Foreword

This book gathers together brief missives entitled “Notes from an Amateur” that I periodically sent to the faculty of Brigham Young University during my years as academic vice president (2004–11). I took the title from my inaugural preschool address to the faculty. As I explained in that talk:

The word amateur derives from the Latin for “love.” An amateur is at root a lover—a lover of sport, science, art, and so forth. . . . As faculty we are properly concerned about our professionalism. There is much to recommend the professional ethic, including rigor, methodology, high standards of review, and so forth. . . . Yet I hope that we also never cease to be amateurs in our professions—that is, passionate devotees of our disciplines. I have told some of you that I hope to be an academic academic vice president by still teaching, reading, and writing a little. Even more, I aspire to remain an avid amateur, still smitten with the love for learning that first drew me to the academy.

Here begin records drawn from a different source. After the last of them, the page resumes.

PR #3629, opened 2021-01-17
ci: cross-compile to iOS for PR

Bogdanp:
This ensures that cross-compilation to iOS for Racket CS works on PR. To test that things work at runtime, we could set up a free account at one of the iOS CI services and have it run daily builds. I'll look into that next weekend.

The PR workflows seemed like a convenient place to put this, but I'm happy to move it elsewhere if there's a better place (cc @pmatos).

### DIFF
--- a/.github/workflows/ci-pr.yml
+++ b/.github/workflows/ci-pr.yml
@@ -66,3 +66,35 @@ jobs:
         raco test -l tests/db/all-tests
         raco test -c tests/stxparse
         raco test -c tests/syntax
+    - name: Tarball
+      run: tar -cvjf racketcs-macos-x64_git${{ github.sha }}.tar.bz2 racket
+    - uses: actions/upload-artifact@v2
+      with:
+        name: racketcs-macos-x64_git${{ github.sha }}
+        path: racketcs-macos-x64_git${{ github.sha }}.tar.bz2
+
+  build-ios:
+    runs-on: macos-latest
+    needs: buildtest-macos
+    steps:
+    - uses: actions/checkout@v2
+    - uses: actions/download-artifact@v2
+      with:
+        name: racketcs-macos-x64_git${{ github.sha }}
+        path: ${{ github.workspace }}
+    - name: Untar host Racket
+      run: |
+        mkdir host-racket
+        tar -xvjf racketcs-macos-x64_git${{ github.sha }}.tar.bz2 -C host-racket --strip-components 1
+    - name: Build iOS Racket
+      run: |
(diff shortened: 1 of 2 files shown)


racket/src/ChezScheme/c/alloc.c
```diff
@@ -284,9 +284,6 @@ void S_close_off_thread_local_segment(ptr tc, ISPC s, IGEN g) {
   close_off_segment(tgc, tgc->next_loc[g][s], tgc->base_loc[g][s], tgc->sweep_loc[g][s], s, g);
 
   tgc->base_loc[g][s] = (ptr)0;
-#if defined(WRITE_XOR_EXECUTE_CODE)
```
pmatos, line 287: Shouldn't this be part of another PR? I would like to isolate CI patches, instead of having them together with changes that potentially break code.

.github/workflows/ci-pr.yml
```diff
@@ -66,3 +66,35 @@ jobs:
...
+        tar -xvjf racketcs-macos-x64_git${{ github.sha }}.tar.bz2 -C host-racket --strip-components 1
+    - name: Build iOS Racket
+      run: |
+        set -euo pipefail
+        mkdir -p racket/src/build-ios
+        pushd racket/src/build-ios
+        ../configure \
+          --host=aarch64-apple-darwin \
+          --enable-ios=iPhoneOS \
+          --enable-racket=${{ github.workspace}}/host-racket/bin/racket \
```
pmatos, line 97: space after `github.workspace` for consistency.

.github/workflows/ci-pr.yml
```diff
@@ -66,3 +66,35 @@ jobs:
...
+          --enable-scheme=${{ github.workspace}}/host-racket/src/build/cs/c
```
pmatos, line 98: same - space after `github.workspace` for consistency.

pmatos (changes requested):
I don't have a way to test it, but overall looks good to me.
Also - should this also be part of the push setup, instead of just PR?

Bogdanp:
Thanks for the review! I've fixed the spacing and added a job for push as well. I'll test it on my fork (I don't think there's a way to test it here w/o merging, is there?) and then circle back here when it passes.

Bogdanp:
The `push` workflow [passes](https://github.com/Bogdanp/racket/runs/1721529887?check_suite_focus=true) so I've squashed the commits.

pmatos (approved):
lgtm

PR #3647, opened 2021-01-23
build: fix `make install` for cross builds

Bogdanp:
W/o this change, some targets in the "parent" Makefile (like `copytree-run`) may fail because they try to run the target Racket executable instead of the host.


mflatt:
Thanks!

PR #4077, opened 2021-12-03
cs: mutable hash chaperone-of? intensional equality

AlexKnauth:
Changes `chaperone-of?` so that on mutable hash tables, the two tables underneath must be `eq?` one to be a chaperone of the other.

This should bring Racket CS in line with what Racket BC already does on this.


mflatt:
Thanks! But can you revise to avoid all the whitespace changes? (It would be better if the trailing whitespace weren't there, but changing it makes history more difficult to visit.)

AlexKnauth:
Okay

.gitignore
```diff
@@ -28,6 +28,7 @@ TAGS
 *.swo
 *.swp
 .gdb_history
+/.vscode/
```
rfindler, line 32: This doesn't look like it belongs in a commit with this message?

rfindler:
Should there be some test cases to capture the correct behavior?

.gitignore
AlexKnauth: It just came up while I was editing. I use VS Code to edit C files, and it created that directory which should be ignored by git and not included it the commit.

AlexKnauth:
I added 2 new test cases in `pkgs/racket-test-core/tests/racket/chaperone.rktl`, should there be more?

.gitignore
rfindler: I agree that directory should not be included in the commit but it isn't and I'm not talking about that. I'm saying that if you want to add that to the .gitignore file, it would be better to do it in a separate commit.

(This isn't a bid deal.)

AlexKnauth: Ah okay, I can separate them.

mflatt:
Thanks for the update! It's ok with me to include the ".gitignore" change here.

pkgs/racket-doc/scribblings/reference/chaperones.scrbl
```diff
@@ -142,7 +142,7 @@ chaperones to @racket[v2].
 For values that include no chaperones or other impersonators,
 @racket[v1] and @racket[v2] can be considered chaperones of each other
 if they are @racket[equal?], except that corresponding mutable
-vectors, boxes, strings, byte strings, @tech{mutable pairs}, and
+vectors, boxes, hashes, strings, byte strings, @tech{mutable pairs}, and
```
mflatt, line 145: Just noticed this small point: the reference terminology is "hash tables" instead of "hashes".

mflatt:
The added test case is good, but it's probably a good idea to add ones  for the `eq`, `eqv`, `weak`, and `ephemeron` variants (since those sometimes have different internal representations) while you're here.

rfindler:
Ah, sorry; I missed the test cases that you'd included @AlexKnauth . 

I've built with this commit on my machine to run the contract system tests and they all pass.

AlexKnauth:
Okay, I've added more tests, fixes "hashes" to "hash tables", and separated the ".gitignore" change.

mflatt:
Thanks!

PR #4081, opened 2021-12-06
Add a global search notice to local doc

sorawee:
This PR adds a notice to local docs that search results are local.
It also fixes a JS error about the missing `redo_search_global`.


mflatt:
It looks like this is a copy of code in "main/search.scrbl". The user-scope "main/user/search.scrbl" might just have been overlooked when the note was added for installation-scope documentation, so putting this in a module used by both places seems worthwhile to help avoid that kind of mistake in the future.

sorawee:
Done! And the CI passes, too.

mflatt:
Thanks!

PR #4084, opened 2021-12-06
Fix #4065: also search "package name"

### LINKED ISSUE #4065: Docs search doesn’t index package name
Found a bug in the docs code 
 searching the docs doesn’t find https://docs.racket-lang.org/search/index.html?q=Satore because the package name isn’t in the scribble
 
Presumably the package name isn’t indexed 

n/a - this happens in the browser I think
Unless the index is built at html compile time

**What program did you run?**
Please include a short example that triggers the bug

https://docs.racket-lang.org/search/index.html?q=Satore 

Should have found Satore package docs

e.g., the operating system used or how you are running the code.

sorawee:
This PR adjusts searching so that a regular search term `<term>` also
functions like `T:<term>`, which searches the "package name" (it is
actually the manual directory name), except that:

- In `T:<term>`, the term must match exactly. Here, partial match is OK.
- In `T:<term>`, related results (bindings, etc.) are also presented.
  Here, only the "main" result is presented.

### DIFF
--- a/pkgs/racket-index/scribblings/main/private/search.js
+++ b/pkgs/racket-index/scribblings/main/private/search.js
@@ -413,6 +413,16 @@ function UrlToManual(url) {
 // mostly for context queries.
 
 function CompileTerm(term) {
+  function regularMaker() {
+    var compare_words = CompileWordCompare(term);
+    return function(x) {
+      var r = Compare(term,x[0]);
+      // only bindings can be used for rexact matches
+      if (r >= C_rexact) return (x[3] ? r : C_exact);
+      if (r > C_words3) return r;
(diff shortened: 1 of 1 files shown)


sorawee:
Before:
Screen Shot 2021-12-06 at 2 55 00 AM

After:
Screen Shot 2021-12-06 at 2 55 08 AM

which is similar to `T:satore`:
Screen Shot 2021-12-06 at 2 55 36 AM

Partial match is also OK:
Screen Shot 2021-12-06 at 2 55 22 AM

unlike `T:sator`
Screen Shot 2021-12-06 at 2 55 44 AM

PR #4088, opened 2021-12-10
Docs: AArch64 supports parallel places

otherjoel:


LiberalArtist:
I thought 3M/BC doesn't support aarch64-macosx natively at all.

otherjoel:
You’re right, I goofed this up.

LiberalArtist:
It might still be worth rewording to sound more positive than "only", though, since CS is now the default and IIUC has parallel places on all supported platforms. Maybe something like (if this is accurate)
```
Parallel support for places is enabled on all platforms that support
Racket @tech{CS}, the default implementation of Racket.
The @tech{3m} implementation also supports parallel execution of places
by default on Windows, Linux x86/x86_64, and Mac OS x86/x86_64. To
enable support for other platforms with @tech{3m}, use @DFlag{enable-places} with
@exec{configure} when building Racket. The @racket[place-enabled?]
function reports whether places run in parallel.
```
From my quick search, it looks like `--enable-places` is only accepted by `configure` for BC, which makes sense, since Chez Scheme strongle recommends enabling threads.

It might be worth describing support for places on other platforms with BC as "experimental" or something, since IIRC it was off by default because it had some problems, but "experimental" might not be the right word, since it's not an experiment anyone is pursuing.

PR #4089, opened 2021-12-10
update other-editors guide with modern vim references.

benknoble:
After some Discord chatting, I realized this page was woefully out of date. Here are some attempts at updates.

/cc @spdegabrielle

### DIFF
--- a/pkgs/racket-doc/scribblings/guide/other-editors.scrbl
+++ b/pkgs/racket-doc/scribblings/guide/other-editors.scrbl
@@ -136,78 +136,86 @@ popular among Racketeers as well.
 
 @section{Vim}
 
-Many distributions of Vim ship with support for Scheme, which will
-mostly work for Racket. You can enable filetype detection of Racket
+Many distributions of Vim ship with support for Scheme, which will mostly work
+for Racket. As of @hyperlink["https://github.com/vim/vim/commit/1aeaf8c0e0421f34e51ef674f0c9a182debe77ae"]{version 7.3.518},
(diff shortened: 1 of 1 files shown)


benknoble:
I did not have a great time testing the docs locally, but there' s probably a better process. `raco scribble --dest oe other-editors.scrbl && open oe/other-editors.html` showed the red squigglies under `#lang` and `racket` and `at-exp`. I am probably missing `for-label` references. Not sure which ones to add.

sorawee:
FWIW, this is what I see when building with `raco setup scribblings/guide`: [24.3 Vim.pdf](https://github.com/racket/racket/files/7696104/24.3.Vim.pdf)

benknoble:
> FWIW, this is what I see when building with `raco setup scribblings/guide`: [24.3 Vim.pdf](https://github.com/racket/racket/files/7696104/24.3.Vim.pdf)

Great, that looks like the references were all correct then! 😄

mflatt:
Thanks for the update.

Nit: the capitalization of `Vim` looks inconsistent. Should it be `Vim` everywhere or `vim` everywhere?

benknoble:
> Nit: the capitalization of `Vim` looks inconsistent. Should it be `Vim` everywhere or `vim` everywhere?

I… am not sure. I habitually write vim, but https://www.vim.org/ consistently writes Vim, so I need to correct both the document and the habit :)

benknoble:
@mflatt corrected. I also added a section on REPLs.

In this same talk, I also reminded the faculty of a quip by Professor Hugh Nibley that turns conventional assumptions about professionalism and amateurism on their head: “Anyone can become a . . . chancellor, or a custodian by appointment, . . . but since the world began, no one has ever become an artist, a scientist, or a scholar by appointment. The professional may be a dud, but to get any recognition, the amateur has to be good.”

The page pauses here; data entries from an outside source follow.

PR #4091, opened 2021-12-12
net/http-client: fix handling of 1xx, 204 and 304 responses

Bogdanp:
Without this change, keep-alive requests to servers that return these
status codes end up blocking the connections forever.  These response
types should never contain any content according to:

* https://datatracker.ietf.org/doc/html/rfc2616#section-10.1
* https://datatracker.ietf.org/doc/html/rfc2616#section-10.2.5
* https://datatracker.ietf.org/doc/html/rfc2616#section-10.3.5

Related to Bogdanp/racket-http-easy#15

### DIFF
--- a/pkgs/net-test/tests/net/http-client.rkt
+++ b/pkgs/net-test/tests/net/http-client.rkt
@@ -327,7 +327,7 @@
     '()
     #""])
 
-  ;; Content-less keep alive tests.
+  ;; Body-less keep alive tests.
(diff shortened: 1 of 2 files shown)


Bogdanp:
Apologies for the force-push noise. I figured it was worth making this a little more lenient in case the server does return a body with one of these status codes. This is ready to be reviewed now.

mflatt:
Thanks!

PR #4096, opened 2021-12-15
Generalize for(*) macros to work with multiple values

sorawee:
**NOTE**: this is a draft PR for discussion. Please do not merge.

This PR allows each iteration of `for(*)/list` to accumulate more or less than one element. Other `for(*)` macros, like `for/hash` and `for/vector` could also be generalized in the same way.

This PR is in the same spirit as #2483 (which is right now still unmerged), but this PR generalizes the existing macros rather than creating entirely new set of macros.

The PR is backward compatible for `#lang racket`, and there is no performance
degradation. Existing uses of `for/list`, which produces only one value in
the body, will generate the same code (compared to before the PR) after
CP0 performs inlining.

The PR requires Typed Racket to be updated, however.

To be done: writing tests, adjusting docs, generalizing other `for` macros.

### DIFF
--- a/racket/collects/racket/private/for.rkt
+++ b/racket/collects/racket/private/for.rkt
@@ -1824,11 +1824,23 @@
     (lambda (x) x)
     (lambda (x) `(,#'begin ,x ,#'(values))))
 
+  ;; rev-append :: list?, list? -> list?
+  (define (rev-append xs ys)
+    (if (null? xs)
+        ys
+        (rev-append (cdr xs) (cons (car xs) ys))))
+
   (define-for-variants (for/list for*/list)
     ([fold-var null])
     (lambda (x) `(,#'alt-reverse ,x))
     (lambda (x) x)
-    (lambda (x) `(,#'cons ,x ,#'fold-var)))
+    (lambda (x)
+      #`(call-with-values
+         (λ () #,x)
+         (case-lambda
+           [() fold-var]
+           [(e) (cons e fold-var)]
+           [xs (rev-append xs fold-var)]))))
 
   (define (grow-vector vec)
     (define n (vector-length vec))


mfelleisen:
A bit of topic or perhaps full on: See John Stone's Algorithms book. (Every also is generalized to accommodate multiple values. Rewrite the book with these new constructs and it may look halfway decent -- and perhaps inspire and/or justify these things.)

rfindler:
I think that this might actually be a performance hit. I know that this pattern of `call-with-values` is optimized because of the contract system, but I don't think it is as fast as just not doing the `call-with-values`. 

Here's my attempt at an experiment.

```
#lang racket

(define (f1 t) (cons (t) 1))

(define (f2 t)
  (call-with-values
   t
   (case-lambda
     [() 1]
     [(x) (cons x 1)]
     [xs 2])))

(define (try f)
  (define (t) 1)
  (time
   (for ([x (in-range 10000000)])
     (f t) (f t) (f t) (f t) (f t)
     (f t) (f t) (f t) (f t) (f t)
     (f t) (f t) (f t) (f t) (f t)
     (f t) (f t) (f t) (f t) (f t)
     (f t) (f t) (f t) (f t) (f t)
     (f t) (f t) (f t) (f t) (f t)
     (f t) (f t) (f t) (f t) (f t))))

(unless (zero? (random 1))
  (set! f1 #f)
  (set! f2 #f)
  (set! try #f))

(try f1)
(try f2)
```

This is the output on my machine:

```
cpu time: 1433 real time: 1482 gc time: 14
cpu time: 2157 real time: 2248 gc time: 16
```

mflatt:
The patch uses `call-with-values` and an immediate `lambda`, which is like using `(lambda () (t))` in place of `t` in your benchmark. For CS with that change, the difference should be small. For BC, though, the difference will still be large, because BC only knows how to optimize the case with a simple-arity receiver.

rfindler:
Yes, it is!

sorawee:
@mfelleisen thanks for the recommendation! I ordered it from the school library, and will read it.

@mflatt that's a great point that Racket BC won't be able to optimize `call-with-values` away. How important is it to preserve BC's performance? Should I not pursue this approach? Do you have any suggestion?

mflatt:
@sorawee I am ready to discount BC performance for something useful. Producing multiple values to control how many items are added to a list is a neat trick, but it doesn't seem so useful to me that I would be inclined to add it. I use `(apply append (for/list ....))` in some places, and I am happy enough with that. Still, I will yield to other opinions.

Minor: In CS, I think there will a small cost in code size for existing uses `for/list` cases where CS cannot tell that the body produces a single value. It's probably fine, and we could measure the change in DrRacket's code footprint as a sanity check.

rfindler:
Seems neato to me!

iitalics:
for/list is probably the most ubiquitous kind of for/* besides just for. so i would be extremely cautious about introducing a performance regression for an extra feature that is not used very often. wouldn't inlining break down if you did (for/list [...] (function)) where (function) is not inlined?

sorawee:
Abandoning the PR for the issue that @iitalics raised.

PR #4103, opened 2021-12-18
Cptypes: Specialize min, max, =, >, ...

gus-massa:
**ChezScheme: check again if first part of seq is omitable:**

This is not 100% necessary and it's one of the commits where the explanation is longer than the change. 

For example in 

    (lambda (x) (when (fixnum? x) (zero? x) 'banana)))

`cp0` does not remove `(zero? x)` because it can raise an error. `cptypes` assumes that all the the first part of a `sequence` has a side effect, because otherwise it would have been removed. But `cptypes` can prove that it will not raise an error and transform it into the unsafe version, but `cptypes`will not check if it has side effects after the reduction. In the second run, `cp0` will notice that it can be removed, so the final result is 

        (lambda (x) (when (fixnum? x) 'banana)))

With this change, after analyzing (and reducing) `(zero? x)`, `cptypes` will check if it's possible to remove it using a shallow check (`drop`) that has a small amount of fuel to avoid quadratic behavior.

This second change is most of the times wasteful, but not very expensive. The advantage is that it can remove some expressions in a single run, and is more similar to the handling of other constructions.

When I wrote the code (1 year ago?) I preferred to avoid this second check, but now I like it. (I'm not sure what I'll think next year.)

---

**ChezScheme: specialize = and max**

This add a specialization in `cptypes` for some primitives that never raise errors when all the arguments are `fixnum?` or `flonums?`, for example `min`, `max`, `=`, `>`, ... , so

    (lambda (x) (when (fixnum? x) (min x 7)))

is reduced to

    (lambda (x) (when (fixnum? x) (#3%fxmin x 7)))

In particular, this re-enable some of the tests in optimize.rktl,

### DIFF
--- a/pkgs/racket-test-core/tests/racket/optimize.rktl
+++ b/pkgs/racket-test-core/tests/racket/optimize.rktl
@@ -3016,14 +3016,13 @@
   (test-use-unsafe-fxbinary 'fxior 'unsafe-fxior)
   (test-use-unsafe-fxbinary 'fxxor 'unsafe-fxxor)
 
-  (unless (eq? 'chez-scheme (system-type 'vm)) ; cptypes doesn't currently convert to fixnum ops
-    (test-use-unsafe-fxbinary '= 'unsafe-fx=)
-    (test-use-unsafe-fxbinary '< 'unsafe-fx<)
-    (test-use-unsafe-fxbinary '> 'unsafe-fx>)
-    (test-use-unsafe-fxbinary '<= 'unsafe-fx<=)
-    (test-use-unsafe-fxbinary '>= 'unsafe-fx>=)
-    (test-use-unsafe-fxbinary 'min 'unsafe-fxmin)
-    (test-use-unsafe-fxbinary 'max 'unsafe-fxmax))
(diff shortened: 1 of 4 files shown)


gus-massa:
**ChezScheme: Filter the argument type in unsafe primitives**

In an expression like

    (#3%zero? <maybe-fixnum>)

the compiler can assume the argument is correct, so the handler for the specialization will get only `<fixnum>` instead of `<maybe-fixnum>`.

It also detect a few more possible errors, for example to reduce

    (vector (unbox x) (car x))   ==> (begin (unbox x) (car x))

And also, remove an unnecessary check in the specialization of `cdr`.

mflatt:
These changes seem fine to me: they seem useful, and I'm not seeing anything that would go wrong.

mflatt:
I think something has gone wrong here with primitives that have zero arguments. The cptypes pass crashes on this example at the Chez Scheme level:

```
(lambda ()
  (flround
   1
   (let ([app_4 (flmax)])
     (values app_4 (values)))))
```

The problem is related to handling `(values)`, where `make-seq*` is called with an empty list of arguments because a bottom type is involved.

The Notes were one way I tried to keep alive a spirit of amateurism, properly understood, in a university that was becoming increasingly professional, sometimes doggedly so. The essays were also a way to keep alive a love of learning in myself. Writing these Notes served as a welcome respite from writing bureaucratic memos. A bureaucrat is literally someone who governs from a desk; it comes from the French bureau (office desk) and the Greek kratia (power). I did not want to address the faculty solely from my office desk as a bureaucrat. I wanted to write to them from my book-lined study as an amateur.

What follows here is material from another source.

PR #4104, opened 2021-12-19
realms for error-message adjustment

mflatt:
_The changes here seem too big to include in v8.4 — not conceptually all that large, but the changes touch a lot of code. Also, it's not obviously the right idea for solving the problem at hand, although it's the best I've been able to find._

The change in this PR is aimed primarily at the problem of error reporting when a language is built on top of Racket and wants to use different names for the primitives; in that case, Rackety error reporting from a primitive is not right for the new language, but wrapping primitives in an obvious way would introduce extra checks and otherwise interfere with optimization. At the same time, the changes here can help libraries (Racket or otherwise) that wrap a not-so-primitive function where it's inconvenient or inefficient to perform redundant checks on arguments, but where tracking context to adjust error reporting can be made cheap relative to the operation.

And as a disciple, albeit a very imperfect one. These Notes regard life in the academy—its delights and dilemmas, its holidays and workdays—through the lens of my discipleship in The Church of Jesus Christ of Latter-day Saints. I cannot avoid this point of view, nor would I want to. For however imperfectly I may live up to the demands of discipleship, they envelop not only the academic disciplines for me but every dimension of my life.

Although these essays were originally addressed to faculty at BYU, they were also intended to have general and enduring interest. From the responses I’ve received to them, I trust that they may be of interest to a broader audience.

I am deeply grateful to Linda A. Reynolds for encouraging and designing this book. She understands that books are meant not only to be read but to be held, both in the hand and in the eye. A handsome book participates in the benediction God pronounces upon his creations: it serves “both to please the eye and to gladden the heart” (D&C 59:18).

I express similar gratitude to Brian Kershisnik for allowing us to use his imaginative and evocative paintings to illustrate this book.

And to Robert L. Millet, publications director of the Religious Studies Center at BYU, for soliciting, editing, and publishing this book—as well as for friendship that stretches back to the time before we both came to BYU as faculty. Thanks also to staff members R. Devan Jensen, Brent R. Nordgren, Joany O. Pinegar and their capable student assistants Annalise Belnap, Heidi Bishop, Jacob F. Frandsen, Matt Larsen, Art Morrill, Jonathon R. Owen, Nyssa Silvester, and Jeff Wade.

I have often reminded faculty and students that true education, as Yeats said, is “not filling a bucket but lighting a fire.” I hope these essays spark some flames.